Gordon R B Skinner MD (Hons) DSc, FRCPath FRCOG
22 Alcester Road
Moseley
Birmingham
B13 8BE
Tel/Fax 0121 449 8895


Dear Colleague,

You may be aware of the work of the World Thyroid Register (details available on the website www.worldthyroidregister.com). Its membership has increased steadily comprising registered members and affiliated groups where the Chair person of these groups has indicated their support towards our four-action strategy which has been discussed with you either in person or via correspondence.

The first step in the programme will be actioned in March of this year when a representative letter (draft to follow) will be sent to Governmental Regulatory and Educational organisations in Australia, China, Europe, UK and USA. This will address the following major issues in a World Forum.

I seek your help as a matter of urgency on the following:

A view on which organisations you feel appropriate for the respresentative letter.
The number of members in your Group whom you feel it may be possible to approach as anonymous support.

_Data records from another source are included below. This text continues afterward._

PR #5139, opened 2017-12-07
Add Validation Issues to Display Package page

loic-sharma:
Adds validation issues to the display package page.

Example package that has failed with `Unknown` and `PackageIsSigned` issues:

screenshot

Depends on https://github.com/NuGet/NuGet.Jobs/pull/277


src/NuGetGallery/Controllers/PackagesController.cs
```diff
@@ -432,6 +433,13 @@ public virtual JsonResult UploadPackageProgress()
 
             var model = new DisplayPackageViewModel(package, packageHistory);
 
+            var validationIssues = await _validationService.GetLatestValidationIssuesAsync(package);
+
+            model.ValidationIssues = validationIssues
+                                        .Select(i => i.GetMessage())
```
xavierdecoster: nit: indentation seems a bit off?

src/NuGetGallery/Services/ValidationService.cs
```diff
@@ -33,5 +42,35 @@ public class ValidationService : IValidationService
...
+                    return validationSet
+                                .PackageValidations
+                                .SelectMany(v => v.PackageValidationIssues)
+                                .OrderBy(i => i.Key)
+                                .Select(i => ValidationIssue.Deserialize(i.IssueCode, i.Data))
+                                .ToList();
+                }
+            }
+
+            return new ValidationIssue[0];
```
xavierdecoster: Not sure if real benefit in our scenario, but `Enumerable.Empty<ValidationIssue>()` would cache the creation of the empty array which you currently recreate on each call to this method for a package that hasn't failed validation. Edge case, I know :)

src/NuGetGallery/Views/Packages/DisplayPackage.cshtml
```diff
@@ -163,6 +163,16 @@
                         validation failed. Please contact <a href="mailto:support@nuget.org">support@nuget.org</a>.
                     </text>
                 )
+
+                if (Model.ValidationIssues.Any())
+                {
```
xavierdecoster: There's no additional work after the foreach when this condition is met, so I think we can just avoid this check completely and remove the call to `.Any()`.

src/NuGetGallery/Controllers/PackagesController.cs
loic-sharma: Is it? It looks fine to me... would you rather have just one indent instead of a hanging intent from the `validationIssues` value?

src/NuGetGallery/Services/ValidationService.cs
loic-sharma: Sounds good, will fix

src/NuGetGallery/Services/ValidationService.cs
```diff
@@ -33,5 +42,35 @@ public class ValidationService : IValidationService
...
         }
+
+        public async Task<IEnumerable<ValidationIssue>> GetLatestValidationIssuesAsync(Package package)
+        {
+            // Only query the database for validation issues if the package has failed validation.
+            if (package.PackageStatusKey == PackageStatus.FailedValidation)
+            {
+                // Grab the most recent failed validation set for this package. There should always
+                // be a failed validation set for a package whose validation has failed.
+                var validationSet = await _validationContext
```
skofman1: I'm confused.. where are we filtering the ValidationSets to get only the ones that belong to the package?

src/NuGetGallery/Views/Packages/DisplayPackage.cshtml
```diff
@@ -163,6 +163,16 @@
                         validation failed. Please contact <a href="mailto:support@nuget.org">support@nuget.org</a>.
                     </text>
                 )
+
+                if (Model.ValidationIssues.Any())
```
skofman1: screenshot?

src/NuGetGallery/Services/ValidationService.cs
loic-sharma: Oops, that's mistake 😖

src/NuGetGallery/Views/Packages/DisplayPackage.cshtml
loic-sharma: Added a screenshot to the main description.

src/NuGetGallery/Services/ValidationService.cs
loic-sharma: Fixed!

src/NuGetGallery/Views/Packages/DisplayPackage.cshtml
loic-sharma: Good catch. I used to only show the validation error message if there were no error messages, but I took that out. Fixed! :)

src/NuGetGallery/Services/ValidationService.cs
loic-sharma: Fixed.

loic-sharma:
🔔 Added tests and addressed feedback. Ready for review! :)

src/NuGetGallery/Controllers/PackagesController.cs
```diff
@@ -432,6 +433,13 @@ public virtual JsonResult UploadPackageProgress()
 
             var model = new DisplayPackageViewModel(package, packageHistory);
 
+            var validationIssues = _validationService.GetLatestValidationIssues(package);
+
+            model.ValidationIssues = validationIssues
+                                        .Select(i => i.GetMessage())
+                                        .Distinct()
```
agr: Use case insensitive comparator here maybe? Or just dump messages into `HashSet<string>` instead of using explicit `Distinct`?

tests/NuGetGallery.Facts/Controllers/PackagesControllerFacts.cs
```diff
@@ -658,6 +660,67 @@ public class TheDisplayPackageMethod
...
+                packageService.Setup(p => p.FindPackageByIdAndVersion(It.Is<string>(s => s == "Foo"), It.Is<string>(s => s == null), It.Is<int>(i => i == SemVerLevelKey.SemVer2), It.Is<bool>(b => b == true)))
+                    .Returns(package);
+
+                indexingService.Setup(i => i.GetLastWriteTime()).Returns(Task.FromResult((DateTime?)DateTime.UtcNow));
+                
+                validationService.Setup(v => v.GetLatestValidationIssues(It.IsAny<Package>()))
+                    .Returns(new[]
+                    {
+                        new TestIssue("This should be deduplicated"),
+                        new TestIssue("This should be deduplicated"),
```
agr: Please, split values apart (put a teapot in the middle) to make sure deduplication works also when same values are not consecutive.

tests/NuGetGallery.Facts/Controllers/PackagesControllerFacts.cs
```diff
@@ -658,6 +660,67 @@ public class TheDisplayPackageMethod
...
+                    });
+
+                // Act
+                var result = await controller.DisplayPackage("Foo", version: null);
+
+                // Assert
+                var model = ResultAssert.IsView<DisplayPackageViewModel>(result);
+
+                Assert.Equal(2, model.ValidationIssues.Count());
+                Assert.Equal("This should be deduplicated", model.ValidationIssues[0]);
```
agr: Is item order preservation required? Maybe use `Assert.Contains` here instead?

src/NuGetGallery/Services/ValidationService.cs
```diff
@@ -33,5 +41,36 @@ public class ValidationService : IValidationService
...
         }
+
+        public IEnumerable<ValidationIssue> GetLatestValidationIssues(Package package)
+        {
+            // Only query the database for validation issues if the package has failed validation.
+            if (package.PackageStatusKey == PackageStatus.FailedValidation)
+            {
+                // Grab the most recent failed validation set for this package. There should always
+                // be a failed validation set for a package whose validation has failed.
+                var validationSet = _validationSets
```
joelverhagen: This is broken in the revalidate case.

joelverhagen: We should take the latest validation set _with errors_.

tests/NuGetGallery.Facts/Controllers/PackagesControllerFacts.cs
```diff
@@ -658,6 +660,67 @@ public class TheDisplayPackageMethod
...
+                    {
+                        Id = "Foo",
+                        Owners = new List<User>()
+                    },
+                    Version = "01.1.01",
+                    NormalizedVersion = "1.1.1",
+                    Title = "A test package!",
+                };
+
+                packageService.Setup(p => p.FindPackageByIdAndVersion(It.Is<string>(s => s == "Foo"), It.Is<string>(s => s == null), It.Is<int>(i => i == SemVerLevelKey.SemVer2), It.Is<bool>(b => b == true)))
```
joelverhagen: nit each param on its own line

src/NuGetGallery/Controllers/PackagesController.cs
joelverhagen: `Distinct` uses a set.

I am hesitant to ignore case here since that is more likely hiding bugs...

src/NuGetGallery/Services/ValidationService.cs
```diff
@@ -33,5 +41,36 @@ public class ValidationService : IValidationService
         {
             await _initiator.StartValidationAsync(package);
         }
+
+        public IEnumerable<ValidationIssue> GetLatestValidationIssues(Package package)
+        {
+            // Only query the database for validation issues if the package has failed validation.
+            if (package.PackageStatusKey == PackageStatus.FailedValidation)
```
joelverhagen: I personally think this should be `== PackageStatus.FailedValidation || == PackageStatus.Validating` so they get the errors as soon as possible... but if your intuition says otherwise, feel free to won't fix.

src/NuGetGallery/Services/ValidationService.cs
```diff
@@ -33,5 +41,36 @@ public class ValidationService : IValidationService
...
+            {
+                // Grab the most recent failed validation set for this package. There should always
+                // be a failed validation set for a package whose validation has failed.
+                var validationSet = _validationSets
+                                        .GetAll()
+                                        .Where(s => s.PackageKey == package.Key)
+                                        .Where(s => s.PackageValidations.Any(v => v.ValidationStatus == ValidationStatus.Failed))
+                                        .Include(s => s.PackageValidations.Select(v => v.PackageValidationIssues))
+                                        .OrderByDescending(s => s.Updated)
+                                        .FirstOrDefault();
```
joelverhagen: Is this query using any indexes at all?

src/NuGetGallery/Controllers/PackagesController.cs
loic-sharma: I agree with Joel here.

tests/NuGetGallery.Facts/Controllers/PackagesControllerFacts.cs
loic-sharma: Yes, item order preservation is an intended feature. We don't want customers seeing a different order of validation issues when they refresh the page. The `ValidationService` has an `OrderBy` to ensure this.

src/NuGetGallery/Services/ValidationService.cs
loic-sharma: We use `PackageValidations`'s `PackageKey` index. We are not using any indexes from `PackageValidation`. I would expect that a single `PackageKey` has a small number of `PackageValidations`/`PackageValidationSets` so I think this is fine. Thoughts?

src/NuGetGallery/Services/ValidationService.cs
loic-sharma: Hm. Taking the latest validation set with validation issues (or "errors") is also incorrect. What if the validation pipeline has a bug, a package is incorrectly validated as having validation issues, we fix the bug, revalidate the package, and now the package has no validation issues? We should show no validation issues.

I think this should be the latest validation set with ANY failed `PackageValidation` OR ALL successful `PackageValidation`. Thoughts? @agr

src/NuGetGallery/Services/ValidationService.cs
loic-sharma: Talked to @joelverhagen offline. The `PackageStatusKey` of `FailedValidation` and `Available` are "terminal" states by the validation pipeline that indicate that the validation is done. `Validating` is an intermediary state where the validation pipeline may be finding more validation issues. I will allow both `FailedValidation` and `Available`.

loic-sharma:
Addressed feedback and tested original PR on DEV. @agr: The ServerCommon dependencies should be updated to v2.6 when they are created.

src/NuGetGallery/Controllers/PackagesController.cs
agr: If it uses a set, then order might not be preserved, right? The [documentation](https://msdn.microsoft.com/en-us/library/bb348436(v=vs.110).aspx) mentions order only in the following sentence:
> The Distinct<TSource>(IEnumerable<TSource>) method returns an unordered sequence that contains no duplicate values.
It is unclear though if the overall order is kept.

agr:
Verified that it still works after the changes I made

src/NuGetGallery/Controllers/PackagesController.cs
loic-sharma: The current implementation of `Distinct` does maintain the enumerable's order, however, there are no documented guarantees about this. I think this is fine for our needs.

loic-sharma:
Validated on DEV. Blocked by https://github.com/NuGet/ServerCommon/pull/111.

src/NuGetGallery/Services/ValidationService.cs
loic-sharma: @joelverhagen: What do you think of my suggestion? It's the current implementation :)

loic-sharma:
Updated with latest Server Common dependencies. @joelverhagen could you sign off? :)

joelverhagen:
@loic-sharma :shipit:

This is important as the level of support will lend credence and weight to the deputation; I do not seek to overestimate this level of support but will become particularly important if and when we need to proceed to Actions 2, 3 or 4.

I would very much appreciate your input on the representative letter which could be by sent by email (action@worldthyroidregister.com). I would like our campaign to be totally transparent and in many ways the more public then perhaps the more effective. Our communications are all non-confidential and available for interested parties on a global level.

I do realise that we are all 'overworked and underpaid' but an early response would be very much appreciated as the campaign involves a considerable co-ordinated effort. I believe that our four-action strategy is the only reasonable prospect of improving the health of patients with hypothyroidism.

I urge your support.

Aye yours,

Gordon R B Skinner MD, DSc, FRCOG, FRCPath

Enclosure: Draft of Representative Letter

This is a Draft of the representative letter requesting a World Forum to address the issues of concern.

Dear Sir/Madam,
The World Thyroid Register (WTR) has presently fifty thousand registered members which includes affiliated groups in Australia, China, Europe and the United States. The objective of WTR is to redress the continuing serious shortfall in the diagnosis and management of patients with hypothyroidism; WTR has no political or other agendum.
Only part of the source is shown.